La cour du Palais de justice de Liège est un vaste carré long, entouré de magnifiques galeries aux colonnes de granit sculpté; les voutes et les murs sont en brique rouge, sur laquelle se détache la colonnade noire et polie, ce qui rappelle certains palais de Venise. Des boutiques et des étalages garnissent partout les galeries à l’intérieur, comme dans tous les palais de justice du monde. L’extérieur du côté de la place, ne répond pas à ces magnificences: c’est l’aspect d’un hôpital ou d’une caserne, et pourtant, c’est le plus bel édifice de Liège. Il en est de même à peu près des églises, le dehors en est peu remarquable, et trois ou quatre d’entre-elles offrent des intérieurs merveilleux. Je ne me hasarderai pas à les décrire après tant d’autres voyageurs, après Dumas surtout, qui traversa Liège il y a quelques années.
Les habitants de cette bonne cité ne peuvent pardonner à Dumas d’avoir prétendu qu’on ne peut y trouver à dîner qu’à une certaine heure du milieu de la journée, où ces peuples ont l’habitude de prendre leur nourriture; secondement, que le pain y est inconnu, et qu’on n’y mange que du gâteau et du pain d’épices; ensuite que les Wallons, habitant de la province de Liège, ne peuvent souffrir leur compatriotes les Brabançons; enfin que les draps de lit sont étroits comme des serviettes, les couvertures à l’avenant, et qu’un Français ne peut demeurer couvert dix minutes dans un lit liégeois. Il y a pourtant beaucoup de vrai dans ces quatre remarques d’Alexandre Dumas.
Seulement, il aurait pu généraliser son observation pour une grande partie de la Belgique et ménager davantage ces braves Wallons, qui sont pour ainsi dire nos compatriotes, tandis que les Flamands se rapprochent beaucoup plus de la race des peuples du Nord. C’est une chose, en effet, qui frappe vivement le voyageur, qu’à sept lieues de la frontière prussienne on rencontre toute une province où le français se parle beaucoup mieux que dans la plupart des nôtres; le patois wallon n’est lui-même qu’un français corrompu qui ressemble au picard, tandis que le flamand est une langue de souche germanique.

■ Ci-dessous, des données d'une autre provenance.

PR #2384, opened 2023-08-29
fix(rename fastq files in new demux post processing flow)

ChrOertlin:
## Description

This PR aims to address the issue that fastq files paths were are non unique across flow cells in housekeeper when using the new demultiplexing post processing flow.

This PR introduces a change to the new demultiplexing post processing flow, it now appends the flow cell name to the fastq files for a given sample.

It renames the provided fastq files on the server to the new fastq file name with the appended flow cell name.

intended new name: `<parent_dir>/<flow_cell_name>_<sample_fastq_and_extensions>`

### Added

- function `append_flow_cell_name_to_fastq_file_path`. This function appends the flow cell name to a fastq file path.

- function `rename_file` this function renames a given file to a provided file name

- function `is_pattern_in_file` this function checks if a string is in a file name returns a bool

### Changed

-

### Fixed

-

### How to prepare for test

- [ ] Use stage: `us`
    ```shell
    ```

### How to test

- [ ] Do `cg demultiplex finish temporary` Check that the fastq files the samples are renamed, check that the housekeepr entries have the flow cell name appended to the fastq files for a sample bundle
### Expected test outcome

- [ ] Check that ...

## Review

- [ ] Tests executed by

## Implementation Plan

- [ ] Document in ...
- [ ] Inform to ...

### DIFF
--- a/cg/meta/demultiplex/housekeeper_storage_functions.py
+++ b/cg/meta/demultiplex/housekeeper_storage_functions.py
@@ -17,7 +17,7 @@ from cg.meta.demultiplex.utils import (
     get_q30_threshold,
     get_sample_fastqs_from_flow_cell,
     get_sample_sheet_path,
-    append_flow_cell_name_to_fastq_file_path,
+    add_flow_cell_name_to_fastq_file_path,
 )
 from cg.models.demultiplex.flow_cell import FlowCellDirectoryData
 from cg.store import Store
@@ -89,13 +89,15 @@ def add_sample_fastq_files_to_housekeeper(
             continue
 
         for sample_fastq_path in sample_fastq_paths:
-            fastq_file_path_appended: Path = append_flow_cell_name_to_fastq_file_path(
+            renamed_fastq_file_path: Path = add_flow_cell_name_to_fastq_file_path(
                 fastq_file_path=sample_fastq_path, flow_cell_name=flow_cell.id
             )
-            rename_file(file_path=sample_fastq_path, renamed_file_path=fastq_file_path_appended)
+            if not renamed_fastq_file_path.exists():
+                rename_file(file_path=sample_fastq_path, renamed_file_path=renamed_fastq_file_path)
+                sample_fastq_path = renamed_fastq_file_path
             store_fastq_path_in_housekeeper(
                 sample_internal_id=sample_internal_id,
-                sample_fastq_path=fastq_file_path_appended,
+                sample_fastq_path=sample_fastq_path,
                 flow_cell=flow_cell,
                 hk_api=hk_api,
                 store=store,
--- a/cg/meta/demultiplex/housekeeper_storage_functions.py
+++ b/cg/meta/demultiplex/housekeeper_storage_functions.py
@@ -17,11 +17,11 @@ from cg.meta.demultiplex.utils import (
     get_q30_threshold,
     get_sample_fastqs_from_flow_cell,
     get_sample_sheet_path,
-    add_flow_cell_name_to_fastq_file_path,
+    rename_fastq_file_if_needed,
 )
 from cg.models.demultiplex.flow_cell import FlowCellDirectoryData
 from cg.store import Store
-from cg.utils.files import get_files_matching_pattern, rename_file
+from cg.utils.files import get_files_matching_pattern
 
 LOG = logging.getLogger(__name__)
 
@@ -89,12 +89,9 @@ def add_sample_fastq_files_to_housekeeper(
             continue
 
         for sample_fastq_path in sample_fastq_paths:
-            renamed_fastq_file_path: Path = add_flow_cell_name_to_fastq_file_path(
+            sample_fastq_path: Path = rename_fastq_file_if_needed(
                 fastq_file_path=sample_fastq_path, flow_cell_name=flow_cell.id
             )
-            if not renamed_fastq_file_path.exists():
-                rename_file(file_path=sample_fastq_path, renamed_file_path=renamed_fastq_file_path)
-                sample_fastq_path = renamed_fastq_file_path
             store_fastq_path_in_housekeeper(
                 sample_internal_id=sample_internal_id,
                 sample_fastq_path=sample_fastq_path,
--- a/cg/meta/demultiplex/housekeeper_storage_functions.py
+++ b/cg/meta/demultiplex/housekeeper_storage_functions.py
@@ -17,6 +17,8 @@ from cg.meta.demultiplex.utils import (
     get_q30_threshold,
     get_sample_fastqs_from_flow_cell,
     get_sample_sheet_path,
+    append_flow_cell_name_to_fastq_file_path,
+    rename_fastq_file,
 )
 from cg.models.demultiplex.flow_cell import FlowCellDirectoryData
 from cg.store import Store
@@ -88,9 +90,15 @@ def add_sample_fastq_files_to_housekeeper(
             continue
 
         for sample_fastq_path in sample_fastq_paths:
+            fastq_file_path_appended: Path = append_flow_cell_name_to_fastq_file_path(
+                fastq_file_path=sample_fastq_path, flow_cell_name=flow_cell.id
+            )
+            rename_fastq_file(
+                fastq_file_path=sample_fastq_path, renamed_fastq_file_path=fastq_file_path_appended
+            )
             store_fastq_path_in_housekeeper(
                 sample_internal_id=sample_internal_id,
-                sample_fastq_path=sample_fastq_path,
+                sample_fastq_path=fastq_file_path_appended,
                 flow_cell=flow_cell,
                 hk_api=hk_api,
                 store=store,
--- a/cg/meta/demultiplex/housekeeper_storage_functions.py
+++ b/cg/meta/demultiplex/housekeeper_storage_functions.py
@@ -18,11 +18,10 @@ from cg.meta.demultiplex.utils import (
     get_sample_fastqs_from_flow_cell,
     get_sample_sheet_path,
     append_flow_cell_name_to_fastq_file_path,
-    rename_fastq_file,
 )
 from cg.models.demultiplex.flow_cell import FlowCellDirectoryData
 from cg.store import Store
-from cg.utils.files import get_files_matching_pattern
+from cg.utils.files import get_files_matching_pattern, rename_file
 
 LOG = logging.getLogger(__name__)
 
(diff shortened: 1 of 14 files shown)


karlnyr (approved):
Nice! Would appreciate that you did a functional test of a flow cell as well :)

ChrOertlin:
> Nice! Would appreciate that you did a functional test of a flow cell as well :)

We do have a functional test of the whole post processing flow in `tests/meta/demultiplexing/test_demultiplexing_post_processing.py`

cg/meta/demultiplex/utils.py
```diff
@@ -95,3 +95,8 @@ def parse_flow_cell_directory_data(
 ) -> FlowCellDirectoryData:
     """Return flow cell data from the flow cell directory."""
     return FlowCellDirectoryData(flow_cell_path=flow_cell_directory, bcl_converter=bcl_converter)
+
+
+def append_flow_cell_name_to_fastq_file_path(fastq_file_path: Path, flow_cell_name: str) -> Path:
```
Vince-janv, line 100:
```suggestion
def add_flow_cell_name_to_fastq_file_path(fastq_file_path: Path, flow_cell_name: str) -> Path:
```
Can we change this to add? I append just makes me think of lists

seallard, line 100: Might be worth checking whether the flow cell name already is in the fastq file path. We could run into issues where we rename the file multiple times. It is called idempotence, we want to be able to run the flow multiple times and have the same result

seallard, line 100: Append is a little misleading since that usually means attaching to the end, maybe prepend or add is less confusing

cg/utils/files.py
```diff
@@ -27,3 +31,14 @@ def get_files_matching_pattern(directory: Path, pattern: str) -> List[Path]:
...
+
+
+def rename_file(file_path: Path, renamed_file_path: Path) -> None:
+    """Rename the given fastq file path."""
+    if renamed_file_path.exists():
+        LOG.debug(
+            f"File {renamed_file_path} already exists. Skipping renaming of {renamed_file_path}."
+        )
+        return
+    shutil.move(src=file_path, dst=renamed_file_path)
```
Vince-janv, line 43: I think os.rename is more appropriate. I think shutil is more for large collections of files

cg/meta/demultiplex/housekeeper_storage_functions.py
```diff
@@ -88,9 +89,13 @@ def add_sample_fastq_files_to_housekeeper(
             continue
 
         for sample_fastq_path in sample_fastq_paths:
+            fastq_file_path_appended: Path = append_flow_cell_name_to_fastq_file_path(
```
Vince-janv, line 92: Same here regarding the use of appended. How about `modified_fastq_path` or `modified_fastq_file_path`?

tests/utils/test_files.py
```diff
@@ -9,3 +9,46 @@ def test_get_file_in_directory(nested_directory_with_file: Path, some_file: str)
...
+
+    # WHEN renaming the file
+    rename_file(file_path=file_path, renamed_file_path=renamed_file_path)
+
+    # THEN the renamed file path should exist and a debug message should be logged
+    assert renamed_file_path.exists()
+    assert (
+        f"File {renamed_file_path} already exists. Skipping renaming of {renamed_file_path}."
+        in caplog.text
+    )
```
seallard, line 54: Consider adding a test case for when the file we attempt to rename does not exist

seallard: It could just assert that a `FileNotFound` exception is thrown if that is the expected behaviour

Vince-janv (approved):
Nice 👍

cg/meta/demultiplex/utils.py
seallard: Maybe this is already done below 👍

seallard (approved):
Looks good 👍 

EDIT: I think there might be a bug in the case if the fastq file already has been renamed

cg/utils/files.py
seallard: Another option is to use Pathlib
```python
from pathlib import Path
src = Path("src.txt")
dst = Path("dst.txt")
src.rename(dst)
```

cg/meta/demultiplex/housekeeper_storage_functions.py
```diff
@@ -88,9 +89,13 @@ def add_sample_fastq_files_to_housekeeper(
...
+                fastq_file_path=sample_fastq_path, flow_cell_name=flow_cell.id
+            )
+            rename_file(file_path=sample_fastq_path, renamed_file_path=fastq_file_path_appended)
             store_fastq_path_in_housekeeper(
                 sample_internal_id=sample_internal_id,
-                sample_fastq_path=sample_fastq_path,
+                sample_fastq_path=fastq_file_path_appended,
```
seallard, line 98: This is a bug, if the file was previously renamed already we should not use the path returned from `append_flow_cell_name_to_fastq_file_path`

tests/utils/test_files.py
seallard, line 54: Consider adding a test case for what happens if a fastq file already has been renamed

cg/utils/files.py
```diff
@@ -27,3 +31,14 @@ def get_files_matching_pattern(directory: Path, pattern: str) -> List[Path]:
 def get_all_files_in_dir(base_path: Path) -> Set[Path]:
     """Get a set of all files relative to the given base path."""
     return {file.relative_to(base_path) for file in base_path.rglob("*") if file.is_file()}
+
+
+def rename_file(file_path: Path, renamed_file_path: Path) -> None:
+    """Rename the given fastq file path."""
+    if renamed_file_path.exists():
```
seallard, line 38: This might be a single responsibility violation, consider moving the existence check to before this function is called in the main logic

cg/meta/demultiplex/utils.py
ChrOertlin: fixed

ChrOertlin: fixed

ChrOertlin: fixed

cg/meta/demultiplex/housekeeper_storage_functions.py
ChrOertlin: fixed used `renamed` pre-fix instead of `modified` to stay in line with the rest of the function body

cg/utils/files.py
ChrOertlin: Since this function is for generic use I will keep `shutil` since as it is more flexible and allows us to use the function in more places. From what I found:

1 OS module might fail to move a file if the source and destination path is on different file systems or drive.
But shutil.move will not fail in this kind of cases.
2 shutil.move checks if the source and destination path are on the same file system or not. But os.rename does not check, thus it fails sometimes.
3 After checking the source and destination path, if it is found that they are not in the same file system, shutil.move will copy the file first to the destination. Then it will delete the file from the source file. Thus we can say shutil.move is a smarter method to move a file in Python when the source and destination path are not on the same drive or file system.
4 shutil.move works on high-level functions, while os.rename works on lower-level functions.

Do you agree?

Vince-janv: I think the cases you are referring are edge cases, for which we probably want it to fail (at least with the current usage). I vote using Path as it is a simple solution and a library most are familiar with.

ChrOertlin: Changed to using path.rename()

tests/utils/test_files.py
ChrOertlin: fixed

cg/meta/demultiplex/housekeeper_storage_functions.py
ChrOertlin: fixed

ChrOertlin:
# Test premise

# Flow cell HGW2VDRX3

## already processed once - changed a few file names to remove flow cell pre fix from them:
image

## After removing files from databases

### flow cell not in statusdb

image

### No entries in sampleLaneSequencing metrics
image

### No housekeeper files are present
image

cg/utils/files.py
```diff
@@ -27,3 +30,14 @@ def get_files_matching_pattern(directory: Path, pattern: str) -> List[Path]:
...
     return {file.relative_to(base_path) for file in base_path.rglob("*") if file.is_file()}
+
+
+def rename_file(file_path: Path, renamed_file_path: Path) -> None:
+    """Rename the given file path."""
+    file_path.rename(renamed_file_path)
+    LOG.debug(f"Renamed {file_path} to {renamed_file_path}.")
+
+
+def is_pattern_in_file_path(file_path: Path, pattern: str) -> bool:
```
seallard, line 41: If I just saw this function name, I would assume that it checks whether the parent directories contain the pattern as well. Not just the actual file name. Minor detail though, feel free to skip

cg/meta/demultiplex/housekeeper_storage_functions.py
```diff
@@ -88,6 +89,12 @@ def add_sample_fastq_files_to_housekeeper(
             continue
 
         for sample_fastq_path in sample_fastq_paths:
+            renamed_fastq_file_path: Path = add_flow_cell_name_to_fastq_file_path(
+                fastq_file_path=sample_fastq_path, flow_cell_name=flow_cell.id
+            )
+            if not renamed_fastq_file_path.exists():
+                rename_file(file_path=sample_fastq_path, renamed_file_path=renamed_fastq_file_path)
+                sample_fastq_path = renamed_fastq_file_path
```
seallard, line 97: This logic could be flattened
```python
    for sample_fastq_path in sample_fastq_paths:
        sample_fastq_path = rename_file_if_needed(sample_fastq_path, flow_cell.id)
        store_fastq_path_in_housekeeper(
            sample_internal_id=sample_internal_id, sample_fastq_path=sample_fastq_path,
        )


def rename_file_if_needed(file_path: Path, flow_cell_name: str) -> Path:
    renamed_file_path = add_flow_cell_name_to_fastq_file_path(file_path, flow_cell_name)
    if file_path != renamed_file_path:
        rename_file(file_path, renamed_file_path)
    return renamed_file_path
```
Or something, feel free to disregard

ChrOertlin:
# cg demultiplex finish temporary exited with success

## files are renamed
image
image


## files are in hk
image
image

## files that had flow cell in name are not renamed
image

cg/utils/files.py
ChrOertlin: You are right, will make it more explicit.

ChrOertlin:
stage:
Logging deploy ...
Getting deployer... done.
Getting version of deploy scripts... /home/proj/stage/demultiplexed-runs/230824_A00187_0994_BHGW2VDRX3/Unaligned/Project_887803/Sample_ACC12589A10
done.
Log deploy... done.
cg, version 44.0.2

Prod: 
Logging deploy ...
Getting deployer... done.
Getting version of deploy scripts... /home/proj/stage/demultiplexed-runs/230824_A00187_0994_BHGW2VDRX3/Unaligned/Project_887803/Sample_ACC12589A10
done.
Log deploy... done.
cg, version 44.0.2

PR #2392, opened 2023-08-30
Migrate index model

seallard:
## Description
Migrate Index model to Pydantic v2.

### Fixed
- Migrate Index model to Pydantic v2.


henrikstranneheim (approved):
No change to the models? Easy enough 👍

seallard:
> No change to the models? Easy enough 👍

Nope! Only a single model present which did not need any updating
```python
class Index(BaseModel):
    """Class that represents an index."""
    name: str
    sequence: str
```

PR #2393, opened 2023-08-30
fix(correct path to novaseqx fastq files)

ChrOertlin:
## Description

the searching for fastq files for fastq files coming from a novaseqx machine was not set for when demultiplexing happened onboard the dragen, which causes the flow to not find the fastq files to add them to housekeeper.

this pr updates with a`dragen_pattern` to the path where fastq files are stored for a demultiplexed novaseqx run on hasta.

new_pattern:
`/demultiplexed-runs/flow-cell-run-name/BCLConvert/fastq/`

### Added

-

### Changed

-

### Fixed

-

### How to prepare for test

- [ ] Use stage: `us`
    ```shell
    ```

### How to test

- [ ] Do ...

### Expected test outcome

- [ ] Check that ...

## Review

- [ ] Tests executed by

## Implementation Plan

- [ ] Document in ...
- [ ] Inform to ...


islean (approved):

La journée était superbe, et j’ai pu monter à la citadelle pour juger la ville d’un seul coup d’œil. Une longue rue de faubourg qui commence derrière le palais de justice, conduit jusqu’aux remparts d’où l’on découvre toute la vallée de la Meuse. Liège s’étale magnifiquement sur les deux rives avec ses quartiers neufs à droite et ses vieilles maisons aux toits dentelés à gauche de la citadelle et sur l’autre rive du fleuve […] La Meuse est large à peu près comme la Seine et se perd à l’horizon en détours lumineux; la forêt des Ardennes garnit le flanc des collines les plus éloignées, et la vue s’anime encore dans la campagne des vieilles ruines de tours et de châteaux, si fréquentes dans ce pays.
Quant à la citadelle, d’où l’on jouit de ce beau spectacle, elle appartient à ce genre de forteresses tellement imprenables, qu’elles sont invisibles. Aucun touriste n’a jamais su trouver la citadelle d’Anvers, à moins de s’y faire conduire; mais il faudrait du malheur pour ne pas rencontrer celle de Liège, située au sommet d’une montagne! Eh bien! du rempart où j’étais tout à l’heure, et qui présente l’aspect d’un simple coteau, il faut descendre encore par une foule de sentiers obliques pour arriver par une porte masquée dans l’intérieur de la place, enfoncée dans la montagne comme la gorge du Vésuve.
[…]
Gérard de Nerval (1808-1855), Liège. Impressions de voyage, cité par Patrick Corillon dans Le Voyage en Belgique, Paris, Éditions Robert Laffont, Coll. Bouquins, 2019, pp. 355-357.